- [Task statement]: The entries should be written out again exactly as they read.
*** Opening Given data ***
PR #4423, opened 2018-01-11
Telepad Models

Mr-Pyro:
Split the telepad model into center, side, corner, and crossbeams.


HenryLoenwind:
It will take me a couple of days to get to this. Thx!

PR #4439, opened 2018-01-23
Conduits Now Compiles

EpicSquid:
Way too much to document, sorry for all bugs.


enderio-base/src/main/java/crazypants/enderio/base/filter/gui/PowerItemFilterGui.java
```diff
@@ -108,7 +101,8 @@ public void actionPerformed(GuiButton guiButton) {
 
   private void sendFilterChange() {
     updateButtons();
-    PacketHandler.INSTANCE.sendToServer(new PacketItemConduitFilter(itemConduit, gui.getDir()));
+    filterContainer.onFilterChanged();
+    //PacketHandler.INSTANCE.sendToServer(new PacketItemConduitFilter(itemConduit, gui.getDir()));
```
Ricket: Is there a repercussion to not doing `PacketHandler.INSTANCE.sendToServer`? For example, does this now only work in single player mode?

HenryLoenwind:
Manually merged

enderio-base/src/main/java/crazypants/enderio/base/filter/gui/PowerItemFilterGui.java
HenryLoenwind: The call was moved to the container to decouple the GUI.

PR #4448, opened 2018-02-06
Small Conduit Fixes

EpicSquid:
But without Stuffing Up the Import Order


enderio-conduits/src/main/java/crazypants/enderio/conduit/liquid/AbstractLiquidConduit.java
```diff
@@ -73,7 +73,7 @@ public void setExtractionRedstoneMode(@Nonnull RedstoneControlMode mode, @Nonnul
   public RedstoneControlMode getExtractionRedstoneMode(@Nonnull EnumFacing dir) {
     RedstoneControlMode res = extractionModes.get(dir);
     if (res == null) {
-      res = RedstoneControlMode.NEVER;
```
HenryLoenwind: This is on purpose so they don't fill up with junk while placing them (conduits that have content don't auto-connect anymore).

PR #4455, opened 2018-02-13
Revert hack to fix McJtyLib crashing us

josephcsible:
I fixed McJtyLib to not bundle our API, so upgrading to McJtyLib 2.5.2 makes this no longer necessary.


josephcsible:
Can this be merged, so that it becomes practical for other mods to use this API?

EpicSquid:
I will make a quick check to fix this later, there is one thing I've changed since then that may effect this. Rest assured this will be merged by the end of tonight @josephcsible

PR #4481, opened 2018-03-22
Enchanter COFH, Draconic Evolution, EnderZoo Support

tyler489:


EpicSquid:
If we are to add this it would probably be best to make a new recipe file for modded enchanter recipes, similar to the sagmill.

tyler489:
If you wish.

HenryLoenwind:
split of not doesn't matter to me, we can move recipes around now without any worries. But I'm not ok with the itemSkull change. First you now got a conflict between those 2 recipes, and then we should not change old recipes without very good reason. People know them and expect them to stay the same.

tyler489:
No because tormented endermand head doesnt extend itemskull in game. But i can change it back

tyler489:
Ill fix vorpal when i get home. Any ideas on  what to use?

tyler489:
Obsid will work.

PR #114, opened 2022-01-14
WIP: Add Equinix Metal bootstrap

DavidSpek:
Work in progress, do not merge.


minio/helm/minio/values.yaml
```diff
@@ -5,112 +5,20 @@ secret:
 storageClass: ""
 
 minio:
-  ## Provide a name in place of minio for `app:` labels
```
michaeljguarino, line 8: I'm assume the red diffs on this file is just removing duplication of existing defaults?

postgres/helm/postgres/templates/secrets.yaml
```diff
@@ -1,11 +1,13 @@
+{{- if .Values.configSecret.enabled }}
 apiVersion: v1
 kind: Secret
 metadata:
-  name: postgres-environment
+  name: plural-postgres-s3
```
michaeljguarino, line 5: we should probably keep this secret the same name, as moving it very likely will cause all the dbs we've deployed to restart.  The configmap change might do that as well, though.  This also means making it optional is probably a no-go.

michaeljguarino: we should test it on a non-prod cluster to ensure this doesn't happen at least on aws so we don't bring down app.plural.sh for a bit with it

minio/helm/minio/values.yaml
DavidSpek: Yeah, I did a major upgrade of the MinIO chart and removed all the default values since that causes a lot more maintenance overhead.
*** Closing Given data ***
- [Response box]:
PR #4423, opened 2018-01-11
Telepad Models

Mr-Pyro:
Split the telepad model into center, side, corner, and crossbeams.


HenryLoenwind:
It will take me a couple of days to get to this. Thx!

PR #4439, opened 2018-01-23
Conduits Now Compiles

EpicSquid:
Way too much to document, sorry for all bugs.


enderio-base/src/main/java/crazypants/enderio/base/filter/gui/PowerItemFilterGui.java
```diff
@@ -108,7 +101,8 @@ public void actionPerformed(GuiButton guiButton) {
 
   private void sendFilterChange() {
     updateButtons();
-    PacketHandler.INSTANCE.sendToServer(new PacketItemConduitFilter(itemConduit, gui.getDir()));
+    filterContainer.onFilterChanged();
+    //PacketHandler.INSTANCE.sendToServer(new PacketItemConduitFilter(itemConduit, gui.getDir()));
```
Ricket: Is there a repercussion to not doing `PacketHandler.INSTANCE.sendToServer`? For example, does this now only work in single player mode?

HenryLoenwind:
Manually merged

enderio-base/src/main/java/crazypants/enderio/base/filter/gui/PowerItemFilterGui.java
HenryLoenwind: The call was moved to the container to decouple the GUI.

PR #4448, opened 2018-02-06
Small Conduit Fixes

EpicSquid:
But without Stuffing Up the Import Order


enderio-conduits/src/main/java/crazypants/enderio/conduit/liquid/AbstractLiquidConduit.java
```diff
@@ -73,7 +73,7 @@ public void setExtractionRedstoneMode(@Nonnull RedstoneControlMode mode, @Nonnul
   public RedstoneControlMode getExtractionRedstoneMode(@Nonnull EnumFacing dir) {
     RedstoneControlMode res = extractionModes.get(dir);
     if (res == null) {
-      res = RedstoneControlMode.NEVER;
```
HenryLoenwind: This is on purpose so they don't fill up with junk while placing them (conduits that have content don't auto-connect anymore).

PR #4455, opened 2018-02-13
Revert hack to fix McJtyLib crashing us

josephcsible:
I fixed McJtyLib to not bundle our API, so upgrading to McJtyLib 2.5.2 makes this no longer necessary.


josephcsible:
Can this be merged, so that it becomes practical for other mods to use this API?

EpicSquid:
I will make a quick check to fix this later, there is one thing I've changed since then that may effect this. Rest assured this will be merged by the end of tonight @josephcsible

PR #4481, opened 2018-03-22
Enchanter COFH, Draconic Evolution, EnderZoo Support

tyler489:


EpicSquid:
If we are to add this it would probably be best to make a new recipe file for modded enchanter recipes, similar to the sagmill.

tyler489:
If you wish.

HenryLoenwind:
split of not doesn't matter to me, we can move recipes around now without any worries. But I'm not ok with the itemSkull change. First you now got a conflict between those 2 recipes, and then we should not change old recipes without very good reason. People know them and expect them to stay the same.

tyler489:
No because tormented endermand head doesnt extend itemskull in game. But i can change it back

tyler489:
Ill fix vorpal when i get home. Any ideas on  what to use?

tyler489:
Obsid will work.

PR #114, opened 2022-01-14
WIP: Add Equinix Metal bootstrap

DavidSpek:
Work in progress, do not merge.


minio/helm/minio/values.yaml
```diff
@@ -5,112 +5,20 @@ secret:
 storageClass: ""
 
 minio:
-  ## Provide a name in place of minio for `app:` labels
```
michaeljguarino, line 8: I'm assume the red diffs on this file is just removing duplication of existing defaults?

postgres/helm/postgres/templates/secrets.yaml
```diff
@@ -1,11 +1,13 @@
+{{- if .Values.configSecret.enabled }}
 apiVersion: v1
 kind: Secret
 metadata:
-  name: postgres-environment
+  name: plural-postgres-s3
```
michaeljguarino, line 5: we should probably keep this secret the same name, as moving it very likely will cause all the dbs we've deployed to restart.  The configmap change might do that as well, though.  This also means making it optional is probably a no-go.

michaeljguarino: we should test it on a non-prod cluster to ensure this doesn't happen at least on aws so we don't bring down app.plural.sh for a bit with it

minio/helm/minio/values.yaml
DavidSpek: Yeah, I did a major upgrade of the MinIO chart and removed all the default values since that causes a lot more maintenance overhead.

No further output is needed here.